To assess the risk that biotech foods pose to humans, regulatory agencies around the world rely on “substantial equivalence”, which compares biotech foods with their conventional counterparts (9). This approach recognizes that traditional, nonbiotech foods are rarely tested for safety but are accepted as safe when prepared appropriately and used in typical ways based on our long experience of eating them. A finding of substantial equivalence between foods from biotech and conventional crops does not mean that the two foods are identical in every way; rather, it means that the new biotech food item is considered as safe as the traditional food counterpart.
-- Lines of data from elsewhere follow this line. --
PR #576, opened 2024-07-01
Reference Docker Hub image by SHA

gmlueck:
Download the Docker Hub container image by its SHA, so that we know exactly which version of the Asciidoctor tools we use to build the spec. The version (SHA) should be updated periodically as new container images are published.

### DIFF
--- a/.github/workflows/CI.yml
+++ b/.github/workflows/CI.yml
@@ -25,8 +25,11 @@ jobs:
     # The type of runner that the job will run on
     runs-on: ubuntu-latest
 
-    # Use Khronos container with asciidoctor toolchain preinstalled
-    container: khronosgroup/docker-images:asciidoctor-spec
+    # Use the Khronos container with the asciidoctor toolchain preinstalled.  We
+    # reference the image by its SHA rather than its tag because they sometimes
+    # overwrite a tag with a different image (which has a different SHA).  This
+    # corresponds to tag 20240627.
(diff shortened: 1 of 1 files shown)


.github/workflows/CI.yml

Some critics have claimed that substantial equivalence is merely an excuse for not requiring toxicological testing. In reality, however, this approach requires extensive information about the product and its toxicological or health-related characteristics, such as the presence and level of toxins and the potential for allergenicity. The potential for biotech crops to transfer allergens and thus become a health threat raises some valid concerns. Well before commercialization, extensive comparisons to known allergens are made to identify potential problems. Scientists also continue to develop new testing methods that more effectively and efficiently search for allergens in the human diet, whether they derive from a biotech or a conventionally bred new crop. In addition, the stability of the transgenic protein is determined because easily digested or degraded proteins offer little potential for allergenicity.
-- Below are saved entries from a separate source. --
PR #581, opened 2024-07-10
Update to latest docker image

gmlueck:
I verified that the generated HTML is unchanged when building with the new image.


TApplencourt (approved):

gmlueck:
Merging as editorial

PR #582, opened 2024-07-12
Relax backend for default-constructed event

gmlueck:
Relax the requirements on the backend for a default-constructed `event` object.  Previously, we required the backend for such an event to be the same as the backend for the default device.  After some implementation experience, we decided that this is not practical.  Requiring interoperation with a particular backend constrains the implementation too much.  It also seems arbitrary to require the default-constructed event to have a particular backend.  To address these concerns, we now say that the backend that is associated with a default-constructed event is implementation defined.

### DIFF
--- a/adoc/chapters/programming_interface.adoc
+++ b/adoc/chapters/programming_interface.adoc
@@ -3794,9 +3794,7 @@ event()
       Waiting on this [code]#event# will return immediately and querying
       its status will return [code]#info::event_command_status::complete#.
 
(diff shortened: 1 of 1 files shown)


TApplencourt (approved):

illuhad (approved):
LGTM!

tomdeakin:
Discussed previously and revisit.

keryell (approved):

PR #586, opened 2024-07-20
Reflow improvements

gmlueck:
* Break line after sentence in parentheses.
* Do not end sentence on "etc."


gmlueck:
Merging as editorial.

PR #244, opened 2024-08-16
WIP: Support taxonomy_base=null as a way to specify that the entire contents of a taxonomy repo should be used

markmc:
This allows users to specify that they want all taxonomy files in their repo to be included, where 'null' symbolically represents the empty tree before this repo was created.

See #242 for more background.

TODO:

- [ ] Add a unit test
- [ ] Propose an `instructlab/instructlab` PR to make `ilab taxonomy diff` support this also
- [ ] Add documentation

### DIFF
--- a/src/instructlab/sdg/utils/taxonomy.py
+++ b/src/instructlab/sdg/utils/taxonomy.py
@@ -55,14 +55,14 @@ def _get_taxonomy_diff(repo="taxonomy", base="origin/main"):
 
     branches = [b.name for b in repo.branches]
 
-    head_commit = None
+    base_object = None
     if "/" in base:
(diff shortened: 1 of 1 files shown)


markmc:
From #242:

> @markmc If we have a special symbolic value for `taxonomy_base` to signify no base (ie use the entire taxonomy), then it would be pretty straightforward to check for that value and divert to the new ` _get_taxonomy` added in this PR as opposed to doing the diff at all when that special value is used. Still going down the diff route and finding a special sha may be more confusing to users than documenting that a value of `none`, `empty`, `empty_tree`, or something along those lines triggers the full taxonomy tree to run.

Great point ... closing this again, we can pursue that path in #242

PR #246, opened 2024-08-18
add foundational_skills to taxonomy folders

relyt0925:
Updated TAXONOMY_FOLDERS to include 'foundational_skills' to enable sdg parsing and generation of freeform skills

fixes: https://github.com/instructlab/sdg/issues/247


relyt0925:
I see foundational skills was ditched in latest taxonomy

Studies to assess ecological and environmental risk evaluate the potential for the crop to adversely affect natural and agricultural ecosystems. Key research areas include the potential to cross-breed with other plants, which could give them a biological advantage as a weedy species; the possibility of the biotech crop itself developing into a problem weed; and the likelihood of the survival of the transgene in the environment. If the crop is a pest-protected plant, the effects on wildlife, including nontarget insects, and the potential to promote insect resistance are also examined.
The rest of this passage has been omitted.